Refrigerator magnets.


I don’t know if anyone else is like me, but I love refrigerator magnets!  Ok, it is not the magnet itself that I am so in love with but the things I can hang on my fridge with the use of the magnet.   My refrigerator is like a mosaic of my life, and it is so danged beautiful!

I really love the people in my life, like really LOVE them.  Unfortunately, during this season of my life I am forced to be away from some of those who are nearest to my heart.  This can become very taxing on me.  What I have learned to do, in order to feel close to those important to me, is to surround myself by their love.  I may not be able to see them every day but I hold on to cards, pictures, notes, and other small things that remind me of my loved ones.  My refrigerator has become one of my major catch alls, to the point of being ridiculous. 

Last night I accidently knocked a whole bunch of magnets off of my fridge (after closing it with gusto).  So, I knelt down to pick everything up.   Reluctantly I started to scoop together all of these pieces of paper and cards into a pile.  I should pause here to say: I have been in sort of a bad mood lately…well, more of a selfish mood to be honest.  I have been throwing a little bit of a pity party for myself ( I know, I do that a lot).  I have been immensely tired since I finished my qualifying exams and due to large projects in the lab and all of the other craziness that makes up life I have been really needing a break.  I really need a trip out of Lubbock and west Texas, and fast.  Anyways, I have slipped into some negative thinking and a little bit of a negative attitude as of late.  So, the collapse of my refrigerator magnets couldn’t have come at a better time.  God is just so danged cute!  He’s just a cute man!

SO, there I was piling together these items that belong on my fridge, and I decided that maybe I should take some of them down… seeing how it was obvious the magnets had become overwhelmed.  I began to sift.  Before I knew it I had spent over an hour sitting Indian style on my kitchen floor looking at pictures, reading cards and notes, and just immersing myself in the many lives that have so touched mine.   I just felt so darned blessed!  I have so many amazing people in my life and I love them all SO dearly.  I decided there was NO way I was taking anything down (in fact, I put more stuff up).   Out I headed, at 11:45 p.m., wearing hot pink shorts, a KSU sweater and Sperrys to Wal-mart so I could buy more magnets.  To be honest, I was dressed to impress at that hour at that particular store.

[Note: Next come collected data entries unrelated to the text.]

Issue #3858, opened 2024-09-16
SST warmer not compatible with open-next>=3.1.0 with streaming enabled


mateogianolio:
Using open-next >= 3.1.0 with streaming _and_ warmer enabled at the same time causes "Cannot set properties of undefined (setting 'callbackWaitsForEmptyEventLoop')". Disabling the warmer fixes the issue. So something is wrong with the warmer code injection.

---

[open-next discord thread](https://discord.com/channels/983865673656705025/1284191893730623508)

revmischa:
Getting this too

JQuezada0:
I _think_ [this diff fixes it](https://github.com/sst/sst/pull/3864/files#diff-e03d87c9f58a197b51d4687b0190e372f0f1167ef3ad5aeaa75726427d6223e5R427). I ran into this in a different situation (enabling streaming, warming, and using Sentry's `wrapHandler` function for lambda), and the error was gone after installing this patch and deploying. The root of it is that the internal handler function (i.e. the one that the SST wrapper calls) expects the three streaming arguments but only gets the first two.

PR #3864, opened 2024-10-01
Fix streaming + warming causing internal handler to lose access to context object

JQuezada0:
Fixes https://github.com/sst/sst/issues/3858


jayair:
Thanks.

fwang:
Thanks @JQuezada0!

PR #3865, opened 2024-10-02
fix(create-sst): use sst v2 for create-sst

AdditionAddict:
- Install sst@^2 for create-sst presets
 - Update docs create-sst@latest to create-sst@two


jayair:
Thanks!

PR #3613, opened 2024-01-09
[NextjsSite construct] add basePath support back into NextjsSite construct

jplwood:
Partially addresses https://github.com/sst/sst/issues/2964

The [original, now-deprecated version of the `NextjsSite` construct](https://github.com/sst/sst/blob/d6917d8ee581f016072155b1898e7c50ecc141e2/packages/sst/src/constructs/deprecated/NextjsSite.ts) (as far as I can tell, it's deprecated because the non-deprecated construct [uses SsrSite as a base](https://github.com/sst/sst/blob/d6917d8ee581f016072155b1898e7c50ecc141e2/packages/sst/src/constructs/NextjsSite.ts#L174), whereas [the deprecated one doesn't](https://github.com/sst/sst/blob/d6917d8ee581f016072155b1898e7c50ecc141e2/packages/sst/src/constructs/deprecated/NextjsSite.ts#L217)?) supported `basePath`(see [deprecated code](https://github.com/sst/sst/blob/d6917d8ee581f016072155b1898e7c50ecc141e2/packages/sst/src/constructs/deprecated/NextjsSite.ts#L1406-L1411), and [Next.js docs on `basePath`](https://nextjs.org/docs/app/api-reference/next-config-js/basePath)), a crucial feature for hosting apps behind a reverse proxy (and a major convenience when linking around if all of your app's routes are all heavily nested). When the new version of `NextjsSite` construct was released, `basePath` support seemed to have been removed. 

This PR takes that original functionality and adds it back to the new NextjsSite construct. 

Unclear if this is safely additive or if it's a breaking change.

Issue #2964, opened 2023-06-08
SSR Site construct support for base path option


Ankcorn:
All the SSR frameworks support rendering on a base path like 

example.com/docs

* svelte - https://kit.svelte.dev/docs/configuration#paths
* astro - https://docs.astro.build/en/reference/configuration-reference/#base
* next - https://nextjs.org/docs/pages/api-reference/next-config-js/basePath

I can't get this working with sst  :(

jayair:
Hey Thomas, can you post this on #help and we'll take a look at supporting it.

jplwood:
@jayair Any updates on this? Searching discord just turns up workarounds and callouts that `basePath` isn't currently supported. We use `basePath` extensively  with multiple apps behind a reverse proxy, so not having having `basePath` is certainly a hindrance!

jayair:
I think this is supported for Astro and maybe Next.js. Which one are you looking for?

jplwood:
Next.js, yeah, we use it in our app's Next config, but when deployed with SST, that basePath isn't used as a prefix in cloudfront (specifically the app looks for static bundles at `<basePath>/.next/*`, but the cloudfront route has it as `.next/`. That was at least the obvious one, not sure if there are other places it should apply. 

I've got a workaround for now, but certainly would be nice if the next construct used it when defining the CF routing rules!

jayair:
Let me check on the Next.js one with the team.

jplwood:
I derped/lied. My workaround doesn't actually solve the issue. Regarding what I said before: 
> We use basePath extensively with multiple apps behind a reverse proxy

Without base path support, my next app will request all static bundles and such from the root path `/`. When behind a reverse proxy, the routing rules will have no idea that the `/` root requests should be routed to my app without putting all requests behind a `basePath`. Those requests will be sent to the default routing rule.

So this remains a big hindrance.

jplwood:
@jayair since I saw how it was previously done, went ahead and opened a suggested PR ☝️ to address at least the Next.js part of this issue.

eschaefer:
Just wanted to bump this, since using `basePath` seems to result in `403` forbidden errors for static assets for me. Just curious if anyone else using `basePath` experiences this?

thdxr:
We are transition this repo to https://github.com/sst/v2 and are closing this issue for now. If it is still relevant please reopen it there - sorry for the trouble

PR #3866, opened 2024-10-03
[SvelteKitSite construct] add basePath support into SvelteKitSite construct

chronotc:
Addresses: https://github.com/sst/sst/issues/2964

Taking inspiration from https://github.com/sst/sst/pull/3613 and updating the behaviours and S3 copy paths.


jayair:
Thanks! We'll take a look.

PR #4941, opened 2024-10-22
docs: s3 lifecycle policy example

agamm:
Added an exmaple to expire s3 bucket files.


jayair:
We need to turn this into an app in the `examples/` dir. Leaving this open for when I get to it.

vimtor:
now this is built-in #6209

PR #4942, opened 2024-10-22
docs: Add node/python lambda examples

agamm:


jayair:
I haven't had a chance to document Python yet. I'll look at this when I get to it.

agamm:
> I haven't had a chance to document Python yet. I'll look at this when I get to it.

A big reason I chose sst was the ability to integrate with AWS using whatever best tech I can use. Having an example is nice, but I'll also look into integrating them more tighly via the SDK, maybe allowing me to call resources like the python lambda from a nodejs app (given there is a VPC/public network between them). This could be a real game changer.

vimtor:
closing in favor of #6061

PR #4943, opened 2024-10-22
docs: Add docs for cluster dev gotcha

agamm:
I didn't see https://github.com/sst/ion/pull/1327 in the docs so adding here again, maybe because the repo changed.


jayair:
Yeah I think I moved this to the right spot in that doc.

PR #4950, opened 2024-10-22
Add support for providers to Postgres.get.

izakfilmalter:
Currently `sst.aws.Postgres.get` will error out / return the host for primary db (if located within the default region).

This pr updates `sst.aws.Postgres.get` to work more like it's pulumi counter part, passing `opts?: ComponentResourceOptions` as the third param.


fwang:
Supported in v3.2.60 - https://github.com/sst/sst/commit/43606b520ce6b5add65a3342cff71af053387d40

PR #4955, opened 2024-10-23
docs: Add tip for WSL login

agamm:
In windows the browser via WSL is clunky, so I figured out a way to open it in the native browser of the host machine.


jayair:
Maybe for these cases it just makes sense to copy-paste and navigate manually to the page in the browser?

agamm:
> Maybe for these cases it just makes sense to copy-paste and navigate manually to the page in the browser?

Such a DX Loss, and a pretty nice fix in my opinion, it just opens a browser automatically - for something that will happen every 12 hours is important.

jayair:
Yeah that's true. I'll take a look.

I am one of the biggest culprits of focusing on the things I am missing from my life, and I can really get to feeling neglected or cheated by life.  I guess sometimes you just need a little perspective.  We are all blessed in many different ways and focusing too much on another person’s blessings and not enough on your own is the fast track to self-proclaimed lack.  Trust me, I ride that express far too often. 


Today I woke up with new magnets, a new perspective, and a new attitude; thanks to some smiling faces, words of encouragement, out-of-date wedding reminders and birth announcements, and wishes for a happy New Year!  Thank you, to all of you, (and you know who you are) for being the magnets that decorate my life!  I love you so very much!